Поэтому в Пушкино и на дачу мы чаще всего ездили на электричке.
Пушкино — это место, которое Па и Тарь любят больше всего на свете, это их малая родина, родительский дом, начало начал. Там они выросли. Там же, в Пушкино, кроме родителей Па и Таря — бабы Сони и деда Левы — жила еще большая родня, и у всех были дети: у тети Стеры — трое, Соня, Вова и Женя, у дяди Давида — Аня и Гриша, у дяди Гриши — Нора. Летом приезжали еще племянницы из Москвы — Лена и Клара.
Вот такая компания!
Сейчас они все выросли, у всех свои семьи, и когда они приходят к нам в гости, Рыжуша все время ждет, не начнут ли они вспоминать свое детство, она обожает эти рассказы, слушает, раскрыв рот, и весело смеется со всеми вместе.
А вообще-то Пушкино — это городок под Москвой, который во времена их детства был наполовину деревней, наполовину дачным поселком.
Поэтому про свою семью Па шутит, что они, как мужики из сочинения гимназистки Наденьки у Чехова, «жили на даче и зимой и летом».

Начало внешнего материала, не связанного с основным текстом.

PR #16924, opened 2024-11-13
[core] fix bug in tab completion with cv qualifiers

ferdymercury:
# This Pull request:

## Changes or fixes:

Fixes https://its.cern.ch/jira/browse/ROOT-6636 reported by @olifre

Sibling PR in https://github.com/root-project/roottest/pull/1218

## Checklist:

- [x] tested changes locally

### DIFF
--- a/core/rint/src/TTabCom.cxx
+++ b/core/rint/src/TTabCom.cxx
@@ -874,11 +874,9 @@ TString TTabCom::DetermineClass(const char varName[])
    if (type.EndsWith(" *const"))
       type.Remove(type.Length() - 5);
    // we strip off left qualifiers
-   if (type.BeginsWith("const volatile "))
-      type.Remove(0, 15);
-   else if (type.BeginsWith("const "))
+   if (type.BeginsWith("const "))
       type.Remove(0, 6);
-   else if (type.BeginsWith("volatile "))
+   if (type.BeginsWith("volatile ")) // this automatically takes care of variant "const volatile"
       type.Remove(0, 9);
 
 cleanup:
--- a/core/rint/src/TTabCom.cxx
+++ b/core/rint/src/TTabCom.cxx
@@ -814,6 +814,7 @@ TString TTabCom::DetermineClass(const char varName[])
    assert(varName != nullptr);
    IfDebug(std::cerr << "DetermineClass(\"" << varName << "\");" << std::endl);
 
+   // @todo This is a long ugly workaround, replace with access via gInterpreter
    TString outf = ".TTabCom-";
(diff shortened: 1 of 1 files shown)


hahnjo:
This should definitely have (a) new test(s) added...

ferdymercury:
Just added a test.

ferdymercury:
Seems fixed now.

core/rint/src/TTabCom.cxx
```diff
@@ -868,10 +869,17 @@ TString TTabCom::DetermineClass(const char varName[])
...
+   // we start stripping off right "const"
+   if (type.EndsWith(" *const"))
       type.Remove(type.Length() - 5);
+   // we strip off left qualifiers
+   if (type.BeginsWith("const volatile "))
+      type.Remove(0, 15);
+   else if (type.BeginsWith("const "))
+      type.Remove(0, 6);
+   else if (type.BeginsWith("volatile "))
+      type.Remove(0, 9);
```
hahnjo, line 882: This can be simplified to first check for `const ` and then for `volatile `, without having to think about the combined case

core/rint/src/TTabCom.cxx
```diff
@@ -868,10 +869,17 @@ TString TTabCom::DetermineClass(const char varName[])
    type.ReadToDelim(file1, ')');
    IfDebug(std::cerr << type << std::endl);
 
-   // new version of CINT returns: "class TClassName*const)0x12345"
-   // so we have to strip off "const"
-   if (type.EndsWith("const"))
+   // new version of Cling returns: "qualifiers TClassName *const) 0x12345"
+   // we start stripping off right "const"
+   if (type.EndsWith(" *const"))
       type.Remove(type.Length() - 5);
```
hahnjo, line 875: Note that this is still only stripping off the last five characters, ie `const`. Why do we need to check ` *` in the beginning?

hahnjo (commented):
Some comments from my side. @dpiparo can I ask you to also have a look here?

core/rint/src/TTabCom.cxx
ferdymercury: To avoid problems if one wants to define a class name called e.g. "Reconst", so looking for the space ensures that it's a qualifier rather than the end of the classname.
Then, we do not want to remove the * from the type, since we want to know if it's a pointer or not, to verify if it should go with -> or .

ferdymercury: Probably one could also just check for `*const` but I thought it was more clean / understandable for the developers reading this code to also check for the space.

dpiparo (approved):
LGTM.

PR #16928, opened 2024-11-13
[metacling] Prevent nullptr access if compiler instance was not created

ferdymercury:
# This Pull request:

## Changes or fixes:

exit with error1 code instead of crashing

Fixes https://its.cern.ch/jira/browse/ROOT-10239

## Checklist:

- [x] tested changes locally

### DIFF
--- a/core/metacling/src/TCling.cxx
+++ b/core/metacling/src/TCling.cxx
@@ -1536,6 +1536,8 @@ TCling::TCling(const char *name, const char *title, const char* const argv[], vo
                                                        llvmResourceDir, extensions,
                                                        interpLibHandle);
 
+   if (!fInterpreter->getCI()) // Compiler instance could not be created. See https://its.cern.ch/jira/browse/ROOT-10239
+      exit(1);
    // Don't check whether modules' files exist.
    fInterpreter->getCI()->getPreprocessorOpts().DisablePCHOrModuleValidation =
       DisableValidationForModuleKind::All;
--- a/core/metacling/src/TCling.cxx
+++ b/core/metacling/src/TCling.cxx
@@ -1536,8 +1536,10 @@ TCling::TCling(const char *name, const char *title, const char* const argv[], vo
                                                        llvmResourceDir, extensions,
                                                        interpLibHandle);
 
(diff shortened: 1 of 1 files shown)


dpiparo:
this is good improvement: thanks! I was wondering whether exiting is the best course of actions or if an exception or a clear error message could be of help. Now that the location in the code has been identified, I can also re-open a PR including the commit included in this one and enhance the visibility of the problem for the user (which is a simple thing to do, at this point...)

ferdymercury:
I tried first throwing a runtime_exception, but the problem is that this class has an exception handler which auto-dumps a full stack trace onto stdout, which is exactly what we didn't want :S So exit(1) seemed cleaner since the error message was already printed before.

dpiparo:
Ah, I see. Thanks. Can we maybe go for a last "cerr" before the exit? Then for me the PR is ready to merge for me.

dpiparo:
Thanks a lot!

core/metacling/src/TCling.cxx
```diff
@@ -1536,6 +1536,10 @@ TCling::TCling(const char *name, const char *title, const char* const argv[], vo
                                                        llvmResourceDir, extensions,
                                                        interpLibHandle);
 
+   if (!fInterpreter->getCI()) { // Compiler instance could not be created. See https://its.cern.ch/jira/browse/ROOT-10239
+      std::cerr << "Exiting now since compiler instance is not available." << std::endl;
+      exit(EXIT_FAILURE);
```
vgvassilev, line 1541: This is a library and we should not use `exit`. What about early return here?

ferdymercury: Yep, I tried that in the beginning but then it crashed later on at another time point. So I thought that for the time being it was better a clean exit than a straight crash.

vgvassilev: We should check in the caller for nullptr in that case.

pcanal: Isn't this in a constructor?  return early from a constructor will return an invalid object (not fully setup).  Do we have the proper checks already in place to verify validity?

pcanal: Follow up PR and comments: https://github.com/root-project/root/pull/16966/files#r1849138933

PR #16930, opened 2024-11-13
build: The builtin TBB sets a debug suffix for its library on linux too

pcanal:
When build in debug mode the builtin TBB renames its library with `_debug` prefix.


dpiparo:
What is not completely clear to me is why ubu22, ubu2410, ubu2404 as well as alma9 are built in with "-DCMAKE_BUILD_TYPE=Debug" but we do not see any issue: do you know?

PR #16931, opened 2024-11-13
[ntuple] Fix race in cluster pool

jblomer:
TODO: better description / issue


jblomer:
Still something strange on mac14. Investigating.

jblomer:
Doesn't seem to be a leak but just excessive memory consumption with the access pattern.

hahnjo (commented):
Can you maybe add some explanation to the last commit's message why `fIsExpired` is not needed (anymore)? Is it because with the removal of the background unzipping earlier this year, the loaded clusters are directly given back to the main thread?

jblomer:
> Can you maybe add some explanation to the last commit's message why `fIsExpired` is not needed (anymore)? Is it because with the removal of the background unzipping earlier this year, the loaded clusters are directly given back to the main thread?

Sure, and yes. Updated the commit message to

```
The fIsExpired flag was used to indicate to the I/O thread that a loaded
cluster is not needed anymore. This was useful at the time when the I/O
thread also took care of the parallel decompression. In this way, we could
avoid useless decompression of clusters.

However, now the parallel decompression is anyway triggered by the main
thread. The loop over fInFlightCluster in RClusterPool::GetCluster()
already avoids decompression if a cluster was expired.

Hence, the out-of-band signal from the main thread to the I/O thread is
not needed anymore.
```

hahnjo (approved):
LGTM

PR #16938, opened 2024-11-14
[RF][HS3] Cleanup and minor fixes

cburgard:
# This Pull request:

Contains several bugfixes related to HS3:

- Performs code cleanup on some sections of the HS3 HistFactory implementation
- Improves constraint handling for ShapeFactor-type modifiers
- Enables proper tracking of Global Observables in import and export of HS3 JSON files

## Checklist:

- [x] tested changes locally

This PR fixes #


NickKyriacou:
Apologies, but is there an update on when this will be merged to an official release of ROOT? This is needed for some HEP-data validation for some research looking to finish publishing quite soon.

guitargeek:
Thanks for the ping @NickKyriacou. Let's get some new CI results, but as far as I remember this PR still has test failures that need to be ironed out. I'm working on it.

roofit/hs3/src/RooJSONFactoryWSTool.cxx
```diff
@@ -718,7 +686,7 @@ void importAnalysis(const JSONNode &rootnode, const JSONNode &analysisNode, cons
    for (const auto &p : pars) {
       if (mc->GetParametersOfInterest()->find(*p))
          continue;
-      if (p->isConstant() && !mainPars.find(*p)) {
+      if (p->isConstant() && !mainPars.find(*p) && domainPars.find(*p)) {
```
guitargeek, line 689: @cburgard, @NickKyriacou, If I can tell correctly, this is a backwards incompatible change.

RooFitHS3 versions prior to this PR are not exporting the global observables to "domains", and this new condition will therefore not cover them. Old JSON files will therefore give you ModelConfigs with missing global observables.

Am I missing something? Have you considered that?

@NickKyriacou the rest of the PR looks good to me, only the last commit seems problematic for backwards compatibility. Which part of this PR do you need for your work?

guitargeek (changes requested):
Something has to be done to ensure backwards compatibility.

roofit/hs3/src/RooJSONFactoryWSTool.cxx
cburgard: It's a bit long ago that I made these changes, but I'll try to recall my rationale here.

Old JSON files indeed do not contain any reference to the global observables. In fact, they were handled completely implicitly. In HistFactory scenarios, which were the majority of applications anyway, the constraint terms are never explicitly imported, and since the physics distribution does not depend on global observables by definition, they were missing from the model completely and thus also not be contained in the ModelConfig already before. So this was, in fact, a bug that is fixed by this change.
There might be individual models out there where people have been exporting constraint terms explicitly, where this might lead to a "breaking change" that is not a bugfix, but I would be a bit surprised if this would have happened more than a handful of times in total. I would deem this an acceptable loss.
If you are really concerned by this nevertheless, we could configure it such that it first tries to compose the list of global observables in the new way (with the risk of it running empty), and if the list of global observables does indeed turn out empty in the end in the new way, the old way is reinstantiated. It's not super clean, but it would catch the cases you are concerned about. This does, however, open the new construction site of "what about models that genuinely don't have global observables, and that would get some variables that are not global observables assigned to them in this way".
In the end, RooFit does have some logic of identifying global observables by itself anyway, which is typically only accessed during "fitTo" though. So what I would really like is if we could use the code from RooFit that identifies global observables and just call that in case the globs list turns out empty from the model, but this might require some refactoring on your side @guitargeek since I don't know how easily that functionality can be accessed from this part of the code. One of the main criticisms of this automatic determination of globs I think is that it only works if you know the dataset, but in the way we have configured the "analysis" object, we actually do have a pointer to the dataset at hand, so conceptually, there is no issue in using this functionality.

guitargeek: Thanks for the extensive answer! Yes, let's try not to do any automatic determination of global observables if we can avoid it.

I was worried about the already-published models [listed on the HS3 GitHub](https://github.com/hep-statistics-serialization-standard/hep-statistics-serialization-standard), but if for HistFactory models there is no problem and the published models are all HistFactory, it's all good. I have tested some of the published likelihood with and without this PR. and there is not difference in Global observables.

For example, I tested [this HEP data entry](https://www.hepdata.net/record/ins2832100) with this code snippet:
```
import ROOT

ws = ROOT.RooWorkspace()

tool = ROOT.RooJSONFactoryWSTool(ws)

tool.importJSON("likelihood.json")

mc = ws.obj("ModelConfig")

mc.Print()

nll = mc.createNLL(ws.data("obsData")) # will implicitly use global observables from ModelConfig

val = nll.getVal()

print(val)
```

Another check I did was to re-run the HistFactory closure tests with this PR, but using the JSON files exported by ROOT master without this PR (so the version that doesn't write the global observables). It works indeed, the global observables are implicitly created.

cburgard: Ok great, thanks for the quick check. In the end, we were saved by the fact that we put off the "proper" treatment of the constraint terms for so long.
I assume it's all okay now, and if it turns out to be a problem after all, we can look at the specific case to understand why it fails.
Let me know if you still need any input from my side.

guitargeek (approved):
I checked that the slight backwards incompatibility doesn't affect current usecases (HistFactory models published on HEP data), so OK from me now!

I also did some other improvements an cleanups. In particular, the `HistFactory::JSONTool` is gone now. It was already removed from the public interface but was kept for test coverage. But every time the "JSON -> RooWorkspace" code is updated like in this PR, closure tests start to fail without a corresponding update of the tool for "Measurement -> JSON". So maintaining this "dead" code became a bit too expensive.

guitargeek:
> Apologies, but is there an update on when this will be merged to an official release of ROOT? This is needed for some HEP-data validation for some research looking to finish publishing quite soon.

Hi @NickKyriacou, I'll backport Carstens commits for this PR to the next patch release 6.34.04, which will be released very soon.

PR #16939, opened 2024-11-14
[ntuple] Some fixes to the merger

silverweed:
- fix wrong check when deciding whether to resize the `fBuffers` array
- reconstruct projections when creating the output model


vepadulano (approved):
Nice thanks!

PR #16944, opened 2024-11-14
[ntuple] Merger: fix merging RNTuples with projected fields and handling of the output file compression

silverweed:
Depends on https://github.com/root-project/root/pull/16939.

More fixes to the merger, enough to successfully merge two RNTuples converted from CMS Open Data:
- use physical ids, not logical ids, in the API that require them
- don't try to merge aliased columns, reconstruct the projections instead
- fix the way we handle the output file's compression settings in case of fast merging (hadd's `-ff` flag). This is an important fix because right now we can **write corrupted data** when `-ff` is used (e.g. we can merge non-split columns as-is but write their type as split in the descriptor. This is a recoverable corruption using custom user code, but it makes the RNTuple return garbage data through the regular API and it's not easily identifiable).


tree/ntuple/v7/src/RNTupleMerger.cxx
```diff
@@ -108,7 +108,10 @@ try {
                inFile->GetName());
          return -1;
       }
-      sources.push_back(RPageSourceFile::CreateFromAnchor(*anchor));
+      auto readOpts = RNTupleReadOptions();
+      // disable the cluster cache so we can catch the exception that happens on LoadEntry
+      readOpts.SetClusterCache(RNTupleReadOptions::EClusterCache::kOff);
```
jblomer, line 103: Should this stay as is? Background reading may be beneficial for merging.

tree/ntuple/v7/src/RNTupleMerger.cxx
```diff
@@ -195,7 +198,8 @@ struct RColumnMergeInfo {
    // the columns' parent fields' names plus the index of the column itself.
    // e.g. "Muon.pt.x._0"
    std::string fColumnName;
-   DescriptorId_t fInputId;
+   DescriptorId_t fInputLogicalId;
+   DescriptorId_t fInputPhysicalId;
```
jblomer, line 210: I think we may not need at all the logical columns.

tree/ntuple/v7/src/RNTupleMerger.cxx
```diff
@@ -82,26 +82,16 @@ try {
...
-
    // The remaining entries are the input files
    std::vector<std::unique_ptr<RPageSourceFile>> sources;
    std::vector<RPageSource *> sourcePtrs;
 
+   int firstFileCompression = kUnknownCompressionSettings;
    while (const auto &pitr = itr()) {
       TFile *inFile = dynamic_cast<TFile *>(pitr);
+      if (firstFileCompression == kUnknownCompressionSettings)
+         firstFileCompression = inFile->GetCompressionSettings();
```
jblomer, line 93: Not sure about this one: since we already diverged the RNTuple compression from the TFile compression (default 505 RNTuple vs default 101 TFile), should we interpret this option rather as: "look at the first _RNTuple_ as a reference for the compression settings".

jblomer (commented):
Nice! Some smaller comments and I think we should have tests for the encountered issues before merging.

tree/ntuple/v7/src/RNTupleMerger.cxx
silverweed: Sorry, I forgot to remove that line (it was for debugging)

tree/ntuple/v7/src/RNTupleMerger.cxx
silverweed: But technically there is no such thing as an "RNTuple compression settings", right? Each column range may in principle have a different compression setting, so which one should we pick?

silverweed: That said, I agree that if I do `-ff` when merging RNTuples, I wouldn't expect the output RNTuple to be compressed with 101 if the input was using the default 505 compression...

pcanal: >  Each column range may in principle have a different compression setting, so which one should we pick?

As a user I would expect each column of the output `RNTuple` to have the same compression setting as they have as in the first input file. (i.e. the output structure/meta-data should be a 'clone' of the structure/meta-data  of the first input `RNTuple`)

silverweed: We might decide that's what we want eventually; I propose that initially we just assume that the first column has the same compression as every other column (since we currently don't expose an API to use different compression).

pcanal: > We might decide that's what we want eventually

Humm ... unless we have a strong reason not to, we ought to be similar to `TTree` which already does the per column copy of the compression setting (implicitly).

silverweed: > What do you mean?

Even though the format supports different compressions per column range, currently from our API you can only set the compression for the entire RNTuple (through `RNTupleWriteOptions`)

main/src/hadd.cxx
hahnjo, line 1: The commit message seems to have two title lines, is this intentional?

tree/ntuple/v7/src/RNTupleMerger.cxx
```diff
@@ -78,22 +78,25 @@ try {
...
+      // user passed -ff or -fk: use the same compression as the first RNTuple we find in the sources.
+      // (do nothing here, the compression will be fetched below)
+   } else if (!defaultComp) {
+      // compression was explicitly passed by the user: use it.
+      compression = outFile->GetCompressionSettings();
+   } else {
+      // user passed no compression-related options: use default
+      compression = RCompressionSetting::EDefaults::kUseGeneralPurpose;
+      Info("RNTuple::Merge", "Using the default compression: %d", compression);
    }
```
hahnjo, line 100: Can you remind me what is the default if I just do `hadd out.root in1.root in2.root`? From a users perspective, I would not expect this to change the compression / recompress, but the code seems to suggest that I have to pass `-ff` or `-fk` to get "fast" merging?

tree/ntuple/v7/src/RNTupleMerger.cxx
hahnjo: Hm, I'm confused: Didn't we recently change this that alias columns (ie where logical column ids matter) are always higher than physical columns, which is what the merger probably should work on?

tree/ntuple/v7/src/RNTupleMerger.cxx
```diff
@@ -803,7 +803,10 @@ static void AddColumnsFromField(std::vector<RColumnMergeInfo> &columns, const RN
       const auto &srcColumn = srcDesc.GetColumnDescriptor(srcColumnId);
       RColumnMergeInfo info{};
       info.fColumnName = name + '.' + std::to_string(srcColumn.GetIndex());
-      info.fInputId = srcColumnId;
+      std::cerr << "Adding column " << info.fColumnName << "with id " << srcColumnId
+                << " (phys: " << srcColumn.GetPhysicalId() << ")\n";
```
hahnjo: Is this debug output?

tree/ntuple/v7/src/RNTupleMerger.cxx
```diff
@@ -799,12 +799,13 @@ static void AddColumnsFromField(std::vector<RColumnMergeInfo> &columns, const RN
    // NOTE: here we can match the src and dst columns by column index because we forbid merging fields with
    // different column representations.
    for (auto i = 0u; i < srcFieldDesc.GetLogicalColumnIds().size(); ++i) {
+      if (srcFieldDesc.IsProjectedField())
+         continue;
+
```
hahnjo, line 804: The commit message says to "add some extra verbose messages", but this is clearly a functional change (and should probably have a unit test, not just an integration test?)

hahnjo (changes requested):

tree/ntuple/v7/src/RNTupleMerger.cxx
silverweed: Yes, I split the changes in multiple commits after the fact and this must have slipped into the wrong one. I can put it into the proper commit and add a unit test for it

tree/ntuple/v7/src/RNTupleMerger.cxx
silverweed: Correct. I thought I removed it but apparently not from all git timelines. Thanks for spotting it

tree/ntuple/v7/src/RNTupleMerger.cxx
silverweed: Yes, the merger should only work on non-alias columns, so I will remove the distinction and just call it `fInputId`

silverweed:
I rebased this PR to not depend on https://github.com/root-project/root/pull/16949
Sorry for the confusion

tree/ntuple/v7/src/RNTupleMerger.cxx
pcanal: Does that prevent just the user from customizing the compression settings or does it also prevent the proper implementation inside the merger? [related issue: we are likely to 'forget' to update the Merger when/if we expand the API to allow the per column customization]

jblomer (approved):

tree/ntuple/v7/src/RNTupleMerger.cxx
```diff
@@ -476,13 +476,14 @@ static void ExtendDestinationModel(std::span<const RFieldDescriptor *> newFields
 // Merges all columns appearing both in the source and destination RNTuples, just copying them if their
 // compression matches ("fast merge") or by unsealing and resealing them with the proper compression.
 void RNTupleMerger::MergeCommonColumns(RClusterPool &clusterPool, DescriptorId_t clusterId,
-                                       std::span<RColumnMergeInfo> commonColumns, RCluster::ColumnSet_t commonColumnSet,
+                                       std::span<RColumnMergeInfo> commonColumns,
+                                       const RCluster::ColumnSet_t &commonColumnSet,
                                        RSealedPageMergeData &sealedPageData, const RNTupleMergeData &mergeData)
 {
-   assert(commonColumns.size() == commonColumnSet.size());
```
hahnjo, line 482: Is this `assert` intentionally dropped? In general, the diff of this commit doesn't seem to entirely match the message...

tree/ntuple/v7/src/RNTupleMerger.cxx
```diff
@@ -491,27 +492,24 @@ void RNTupleMerger::MergeCommonColumns(RClusterPool &clusterPool, DescriptorId_t
...
       RPageStorage::SealedPageSequence_t sealedPages;
       sealedPages.resize(pages.fPageInfos.size());
 
       // Each column range potentially has a distinct compression settings
-      const auto colRangeCompressionSettings = clusterDesc.GetColumnRange(columnId).fCompressionSettings;
-      const bool needsCompressionChange = mergeData.fMergeOpts.fCompressionSettings != kUnknownCompressionSettings &&
-                                          colRangeCompressionSettings != mergeData.fMergeOpts.fCompressionSettings;
-
+      const auto colRangeCompressionSettings = clusterDesc.GetColumnRange(column.fInputId).fCompressionSettings;
+      const bool needsCompressionChange = colRangeCompressionSettings != mergeData.fMergeOpts.fCompressionSettings;
```
hahnjo, line 512: For `needsCompressionChange`, you drop the condition `mergeData.fMergeOpts.fCompressionSettings != kUnknownCompressionSettings` - is this intentional? Again, not related to the column id changes

hahnjo (approved):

Их дом был, действительно, бывшей дачей начальника Московской милиции — большой, двухэтажный, деревянный. После того как самого начальника арестовали, дом разделили на несколько квартир.
Вокруг был когда-то огромный двор, даже можно сказать, лесной участок. Дед Лева говорил, что, когда они только туда приехали, во дворе можно было собирать белые грибы. Потом весь дом был распродан, в него въехало восемь семей; большую часть деревьев вырубили и понастроили сараев, в которых жильцы держали запасы продуктов, дров и всякую живность — кур, коров. Но двор все равно остался очень большим.